───── PROVIDED RECORDS

PR #26, opened 2019-08-13
Fixed a bug in the exchange feature

OlahCatalina:


ClientApp/viking-vault/src/Router.tsx
```diff
@@ -78,7 +78,7 @@ class Router extends React.Component<any, IState> {
             <Route path="/register/" exact component={RegisterForm} />
             <Route path="/login" exact component={LoginForm} />
             <Route path="/" exact render={() => this.makeRedirect()}/>
-            <Route path="/user" component={UserPage} />
+            <Route path="/user" exact component={UserPage} />
             <Route path="/user/exchange" exact component={ExchangeForm}/>
             <Route path="/admin" render = { () => this.makeAdminRedirect()} />
         </BRouter>
```
vasi-axinte: What is a BRouter?

vasi-axinte (changes requested):

ClientApp/viking-vault/src/Router.tsx
OlahCatalina: It's a **BrowserRouter**, "obviously" :)))
Changed it.

robertpin (approved):

Server/VikingVault.Services/BankAccountService.cs
```diff
@@ -46,9 +46,9 @@ public List<BankAccount> GetBankAccounts(string token)
             return bankAccounts;
         }
 
-        public BankAccount ChangeBalance(string email, UpdateBankAccountModel updatedBankAccount)
+        public BankAccount ChangeBalance(UpdateBankAccountModel updatedBankAccount)
```
vasi-axinte, line 49: This method is named ChangeBalance but it only increments the value from the balance.

vasi-axinte (changes requested):

Server/VikingVault.Services/BankAccountService.cs
OlahCatalina: It could also decrement it.

ClientApp/viking-vault/src/ExchangeForm.tsx
```diff
@@ -203,19 +203,24 @@ class ExchangeForm extends React.Component<any, IExchangeFormState> {
...
+        else if(this.state.toExchangeAmount <= 0) {
             this.setState({
                 openModal: true,
                 modalMessage:  "The amount of money to exchange must be a positive number!"
             })
         }
+        else if(this.state.toExchangeAmount > this.state.availableAmountFromCurrency) {
+            this.setState({
+                openModal: true,
+                modalMessage:  "Not enough funds to execute the exchange!"
```
Slitthe: I think that perform should be used here instead of execute

ClientApp/viking-vault/src/ExchangeForm.tsx
```diff
@@ -233,15 +238,18 @@ class ExchangeForm extends React.Component<any, IExchangeFormState> {
                     body: JSON.stringify([  
                         {  
                             "CurrencyType": this.state.fromCurrency,
```
Slitthe: No need to make the properties of the JSON object PascalCase as ASP.NET automatically does that for you

ClientApp/viking-vault/src/ExchangeForm.tsx
OlahCatalina: 🔪 execute

OlahCatalina: Done, changed it, thank you.

ClientApp/viking-vault/src/ExchangeForm.tsx
OlahCatalina: sooo, should it be "currencyType"?

Slitthe: Yeah, pretty much, and when the data is mapped to C# objects, it will be accessible as CurrencyType

OlahCatalina: Changed it, thank you!

vasi-axinte (approved):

──────────

* [INSTRUCTIONS FOR THE TASK]:
Could the entire listing be repeated exactly as written?

* [TASK SOLUTION]:
PR #26, opened 2019-08-13
Fixed a bug in the exchange feature

OlahCatalina:


ClientApp/viking-vault/src/Router.tsx
```diff
@@ -78,7 +78,7 @@ class Router extends React.Component<any, IState> {
             <Route path="/register/" exact component={RegisterForm} />
             <Route path="/login" exact component={LoginForm} />
             <Route path="/" exact render={() => this.makeRedirect()}/>
-            <Route path="/user" component={UserPage} />
+            <Route path="/user" exact component={UserPage} />
             <Route path="/user/exchange" exact component={ExchangeForm}/>
             <Route path="/admin" render = { () => this.makeAdminRedirect()} />
         </BRouter>
```
vasi-axinte: What is a BRouter?

vasi-axinte (changes requested):

ClientApp/viking-vault/src/Router.tsx
OlahCatalina: It's a **BrowserRouter**, "obviously" :)))
Changed it.

robertpin (approved):

Server/VikingVault.Services/BankAccountService.cs
```diff
@@ -46,9 +46,9 @@ public List<BankAccount> GetBankAccounts(string token)
             return bankAccounts;
         }
 
-        public BankAccount ChangeBalance(string email, UpdateBankAccountModel updatedBankAccount)
+        public BankAccount ChangeBalance(UpdateBankAccountModel updatedBankAccount)
```
vasi-axinte, line 49: This method is named ChangeBalance but it only increments the value from the balance.

vasi-axinte (changes requested):

Server/VikingVault.Services/BankAccountService.cs
OlahCatalina: It could also decrement it.

ClientApp/viking-vault/src/ExchangeForm.tsx
```diff
@@ -203,19 +203,24 @@ class ExchangeForm extends React.Component<any, IExchangeFormState> {
...
+        else if(this.state.toExchangeAmount <= 0) {
             this.setState({
                 openModal: true,
                 modalMessage:  "The amount of money to exchange must be a positive number!"
             })
         }
+        else if(this.state.toExchangeAmount > this.state.availableAmountFromCurrency) {
+            this.setState({
+                openModal: true,
+                modalMessage:  "Not enough funds to execute the exchange!"
```
Slitthe: I think that perform should be used here instead of execute

ClientApp/viking-vault/src/ExchangeForm.tsx
```diff
@@ -233,15 +238,18 @@ class ExchangeForm extends React.Component<any, IExchangeFormState> {
                     body: JSON.stringify([  
                         {  
                             "CurrencyType": this.state.fromCurrency,
```
Slitthe: No need to make the properties of the JSON object PascalCase as ASP.NET automatically does that for you

ClientApp/viking-vault/src/ExchangeForm.tsx
OlahCatalina: 🔪 execute

OlahCatalina: Done, changed it, thank you.

ClientApp/viking-vault/src/ExchangeForm.tsx
OlahCatalina: sooo, should it be "currencyType"?

Slitthe: Yeah, pretty much, and when the data is mapped to C# objects, it will be accessible as CurrencyType

OlahCatalina: Changed it, thank you!

vasi-axinte (approved):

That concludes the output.